AOT, Article 12, Paragraph 1, mentions that donations can proceed with the consent of a family member with the highest legal priority. In Article 4, Paragraph 6, of the same Act, the terms "family member" or "surviving family member" fall to the categories of spouse, lineal descendants, lineal ascendants, siblings, or first cousins if the donor has none of the family members listed above. Furthermore, according to Article 22, Paragraph 3 of the same Act, organs may be procured if the donor gave consent prior to brain death or if the donor’s family members or surviving members give consent. In practice; however, organ extraction cannot be forced when other family members do not agree with the consent given by the person with the highest legal priority (AOT, Article 22, Paragraph 3, Subparagraph 1). Even in 2018, 11.8% of all refused donations were due to disagreements among family members and this situation occurs every year at a rate of approximately 10% (Table 2). Once the first person authorization passes legislation, then the respect towards the person with the highest legal priority is expected to also increase.

After the AOT (enacted in 2000) was revised in 2010, various institutions and systems were already in place, but many new members in these organizations began their fieldwork without understanding its history. This has led to misunderstandings and unnecessary conflicts between institutions and staff. In order to help organize and understand the current progress, the following section summarizes all the processes related to organ donation.

Institutions Related to Organ Donation and Transplants

KONOS operates five life-sharing related organizations. These are the organ transplant registration organizations, organ transplant medical institutions, medical institutions determining brain death, the organ procurement organization, and HOPO.
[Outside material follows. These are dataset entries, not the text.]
PR #1105, opened 2021-02-03
Enable signup routes in Northstar.

DFurnes:
### What's this PR do?

This pull request enables `v3/signup` routes in Northstar! We already copied over all of the business logic as-is from Rogue, so this pull request was just concerned with fixing inconsistencies & updating test syntax.

I split the work into atomic commits based on each change:

🐎 Rogue allowed controllers to default to cursor pagination, and we should do that here too! 563d2b1

🧾 Rogue uses Laravel's default response format, whereas we'd used a custom format in Northstar. I updated Northstar to use the "out of the box" formatter for `ValidationException` in 64144f2, and fixed an issue where we weren't actually re-casting Northstar validation errors to `NorthstarValidationException` in 15a9df1.

🎛️ Updated `SignupController` to use Northstar's middleware & auth classes (rather than Gateway) in e8db625.

🚥 Finally, I added routes & tests in c2750ff. I had to update the tests to use `asUser` instead of `withAccessToken` and `assertMysqlDatabaseHas` instead of `assertDatabaseHas`. I cleaned up some factories & assertions as well.

It's happening! 🤩 

### Relevant tickets

### Checklist

### DIFF
--- a/app/Http/Controllers/ActivityApiController.php
+++ b/app/Http/Controllers/ActivityApiController.php
@@ -18,19 +18,4 @@ abstract class ActivityApiController extends BaseController
         ValidatesRequests,
         FiltersActivityRequests,
         TransformsResponses;
-
-    /**
-     * Throw the failed validation exception with our custom formatting. Overrides the
-     * `throwValidationException` method from the `ValidatesRequests` trait.
-     *
-     * @param  \Illuminate\Http\Request $request
-     * @param  \Illuminate\Contracts\Validation\Validator $validator
-     * @throws NorthstarValidationException
-     */
-    protected function throwValidationException(Request $request, $validator)
-    {
-        throw new NorthstarValidationException(
-            $this->formatValidationErrors($validator),
-        );
-    }
 }
--- a/app/Http/Controllers/Controller.php
+++ b/app/Http/Controllers/Controller.php
@@ -10,27 +10,45 @@ use Illuminate\Foundation\Bus\DispatchesJobs;
 use Illuminate\Foundation\Validation\ValidatesRequests;
 use Illuminate\Http\Request;
 use Illuminate\Routing\Controller as BaseController;
+use Illuminate\Validation\ValidationException;
 
 abstract class Controller extends BaseController
 {
     use DispatchesJobs,
         AuthorizesRequests,
-        ValidatesRequests,
         FiltersRequests,
         TransformsResponses;
+    use ValidatesRequests {
+        validate as traitValidate;
+    }
 
     /**
-     * Throw the failed validation exception with our custom formatting. Overrides the
-     * `throwValidationException` method from the `ValidatesRequests` trait.
+     * Validate the given request with the given rules.
      *
-     * @param  \Illuminate\Http\Request $request
-     * @param  \Illuminate\Contracts\Validation\Validator $validator
-     * @throws NorthstarValidationException
+     * @param  \Illuminate\Http\Request  $request
+     * @param  array  $rules
+     * @param  array  $messages
+     * @param  array  $customAttributes
+     * @return array
+     *
+     * @throws \Illuminate\Validation\ValidationException
      */
-    protected function throwValidationException(Request $request, $validator)
-    {
-        throw new NorthstarValidationException(
-            $this->formatValidationErrors($validator),
-        );
+    public function validate(
+        Request $request,
+        array $rules,
+        array $messages = [],
+        array $customAttributes = []
+    ) {
+        try {
+            return $this->traitValidate(
+                $request,
+                $rules,
+                $messages,
+                $customAttributes,
+            );
+        } catch (ValidationException $exception) {
+            // This tells our handler to use Northstar's custom response formatting.
+            throw new NorthstarValidationException($exception->errors());
+        }
     }
 }
--- a/app/Http/Controllers/SignupsController.php
+++ b/app/Http/Controllers/SignupsController.php
@@ -2,6 +2,7 @@
 
 namespace App\Http\Controllers;
 
+use App\Auth\Role;
 use App\Http\Transformers\SignupTransformer;
 use App\Managers\SignupManager;
 use App\Models\Campaign;
@@ -9,6 +10,7 @@ use App\Models\Signup;
 use Illuminate\Auth\Access\AuthorizationException;
 use Illuminate\Http\Request;
 use Illuminate\Support\Arr;
+use Illuminate\Support\Facades\Auth;
 use Illuminate\Support\Str;
 
 class SignupsController extends ActivityApiController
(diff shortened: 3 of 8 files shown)


app/Http/Controllers/ActivityApiController.php
```diff
@@ -18,19 +18,4 @@ abstract class ActivityApiController extends BaseController
...
-     * @param  \Illuminate\Http\Request $request
-     * @param  \Illuminate\Contracts\Validation\Validator $validator
-     * @throws NorthstarValidationException
-     */
-    protected function throwValidationException(Request $request, $validator)
-    {
-        throw new NorthstarValidationException(
-            $this->formatValidationErrors($validator),
-        );
-    }
```
DFurnes, line 35: Removing this "override" so that we throw normal `ValidationException` for these controllers.

app/Http/Controllers/Controller.php
```diff
@@ -10,27 +10,45 @@
...
+            return $this->traitValidate(
+                $request,
+                $rules,
+                $messages,
+                $customAttributes,
+            );
+        } catch (ValidationException $exception) {
+            // This tells our handler to use Northstar's custom response formatting.
+            throw new NorthstarValidationException($exception->errors());
+        }
```
DFurnes, line 52: Except, well, it turns out we weren't really overriding this method because `throwValidationException` was [removed in Laravel 5.5](https://github.com/laravel/framework/blob/5.5/src/Illuminate/Foundation/Validation/ValidatesRequests.php) – oy! I've updated this syntax to override `validate` instead, catching validation exceptions & re-throwing them as our "custom" exception class (so the `Handler` knows to format differently).

app/Http/Controllers/SignupsController.php
```diff
@@ -42,12 +44,12 @@ public function __construct(SignupManager $signups)
...
         $this->transformer = new SignupTransformer();
 
-        $this->middleware('scopes:activity');
+        $this->middleware('scope:activity');
         $this->middleware('auth:api', [
             'only' => ['store', 'update', 'destroy'],
         ]);
         $this->middleware('role:admin,staff', ['only' => ['destroy']]);
-        $this->middleware('scopes:write', [
+        $this->middleware('scope:write', [
```
DFurnes, line 52: This middleware was called `scopes:` in Rogue, but is called `scope:` here.

routes/api.php
```diff
@@ -9,6 +11,19 @@
  * @see \App\Providers\RouteServiceProvider
  */
 
+Route::group(
+    // TODO: Do we want to use 'api/' prefix for v1 & v2 routes too?
+    ['prefix' => 'api/v3', 'middleware' => ['guard:api']],
```
DFurnes, line 16: We didn't prefix API routes under `api/` in Northstar, but it's probably worth swapping this to be consistent. We can maybe make this change when we're updating all our other applications to use the new monolith URL...

routes/api.php
```diff
@@ -9,6 +11,19 @@
  * @see \App\Providers\RouteServiceProvider
  */
 
+Route::group(
```
DFurnes, line 14: I wonder if we should consider keeping these behind a feature flag at first? They _should_ work just fine as soon as they're merged (and truthfully, nobody should be hitting these yet), but you never know...

tests/Http/SignupTest.php
```diff
@@ -0,0 +1,1066 @@
...
+        // Make sure the signup is persisted.
+        $this->assertMysqlDatabaseHas(
+            'signups',
+            [
+                'northstar_id' => $user->id,
+                'campaign_id' => $campaignId,
+                'quantity' => null,
+                'details' => 'affiliate-messaging',
+            ],
+            'mysql',
```
weerd, line 53: You don't need to pass this third argument since using assertMysqlDatabaseHas() has you covered with that right?

DFurnes: Yes! Fixed in 276908ab.

tests/Http/SignupTest.php
```diff
@@ -0,0 +1,1062 @@
...
+
+        $response->assertOk();
+        $response->assertJsonCount(0, 'data.0.posts.data');
+
+        // $decodedResponse = $response->decodeResponseJson();
+
+        // $this->assertEquals(
+        //     true,
+        //     empty($decodedResponse['data'][0]['posts']['data']),
+        // );
```
weerd, line 356: Old Rogue code?

tests/Http/SignupTest.php
```diff
@@ -0,0 +1,1062 @@
...
+
+        // Test with admin that entire user is returned.
+        $response = $this->asAdminUser()->getJson(
+            'api/v3/signups?include=user',
+        );
+
+        $response->assertOk();
+        $response->assertJsonPath(
+            'data.0.user.data.first_name',
+            $user->first_name,
```
weerd, line 720: Curious if it would be better to test against the `last_name` since the `first_name` is part of the public data returned if not an admin 🤔

tests/Http/SignupTest.php
```diff
@@ -0,0 +1,1062 @@
...
+                'northstar_id',
+                'campaign_id',
+                'quantity',
+                'created_at',
+                'updated_at',
+                'why_participated',
+                'source',
+                'details',
+            ],
+        ]);
```
weerd, line 895: Maybe for a future refactor since this PR is just for getting these tests working as they did in Rogue... but I wonder if checking just the structure for the signup here would mean it's a "specific signup". I think maybe checking that the `$signup->id` and/or some other signup properties match what's returned in the JSON would be more ideal 🤔

tests/Http/SignupTest.php
```diff
@@ -0,0 +1,1062 @@
...
+                'id',
+                'northstar_id',
+                'campaign_id',
+                'quantity',
+                'created_at',
+                'updated_at',
+                'why_participated',
+                'source',
+                'details',
+            ],
```
weerd, line 925: Same as note above... ideally want to also confirm the same created signup is returned. Granted it's the only one in the database but that shouldn't be an assumption in the test, haha 😅

weerd (approved):
Looks great overall!! 🎉 

I had a few questions on some items but nothing really crucial to block merging, and some are likely just comments related to a future refactor to improve some test functionality but that wasn't the scope of this PR, so fine if we address in later update!

routes/api.php
weerd: Also wondering if we should bump versions... so they're all under the same version number moving forward in this merged universe?

tests/Http/SignupTest.php
DFurnes: Oh whoops!

DFurnes: Removed in 4559f29a. 👾

tests/Http/SignupTest.php
DFurnes: Good call! Updated to test against `addr_zip` in 1b158ff2 (since `last_name` is one of the fields that we require to be specifically "opted-in" in the response, and so isn't supported within a nested include like this).

tests/Http/SignupTest.php
DFurnes: Yeah, that's a good idea. 👍

routes/api.php
DFurnes: Hmm, maybe! I wonder how much versioning will make sense if we're mostly interacting with these APIs via GraphQL (which handles versioning in it's own way). May be something we can just remove altogether...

Organ procurement organization

This organization is in accordance with the AOT, (Article 20) revised in 2010, and "Safety, Management of human tissue act" (Article 16). This is an independent organ procurement organization that receives reports of brain deaths or directly identifies them, manages the entire donation process after the family’s consent for donation until procurement of organs, and connects it to a KONOS designated recipient hospital. Unlike HOPO, it is not affiliated to any hospital and the task is currently assigned to the KODA by the Ministry of Health and Welfare.


The center for Korean Network for Organ Sharing is regulated by law to designate a HOPO to conduct the organ donations, brain death determinations, organ procurement, and transplantations from deceased donor (AOT, Article 19). HOPOs have been designated by the Ministry of Health and Welfare since 2003 after the enactment of the AOT in 2000, and also by Article 19 of the 2010 revision. In order to be designated as a HOPO, a facility must be equipped with the facilities and personnel according to Article 15, Paragraph 1, of the“Enforcement Rule of the AOT”and must submit an“Organ transplant registration organization designation letter,”a“Brain death medical institution notification letter,”and an“Organ transplant medical institution designation letter”to the head of KONOS. There are currently 36 HOPOs in Korea.

KODA hospitals

KODA hospitals are medical institutions contracted with KODA to identify brain deaths and effectively manage them. These institutions can manage the deceased donors even if they are not organ transplant hospitals according to Article 25, Paragraph 3 of the AOT and Article 22 of the Enforcement Rule. If a brain death occurs, a KODA procurement coordinator is dispatched to manage the potential donor with the medical staff of the hospital. Forty-six medical institutions nationwide have signed a brain death management agreement with HOPO to manage brain-dead patients, and eight out of 36 HOPO hospitals have signed a brain death management agreement with KODA and are managed by KODA OPCs.

Specialized immunology laboratories for organ donation and transplantation

KODA clinics

A clinic that specializes in analyses such as immunological tests, cross-tests, blood type tests, and infection marker tests between the donors and beneficiaries for organ transplantation, and stores the specimens when a donor occurs at a KODA hospital (AOT, Article 20, Paragraph 7, the Enforcement Decree, Article 24) (Table 3).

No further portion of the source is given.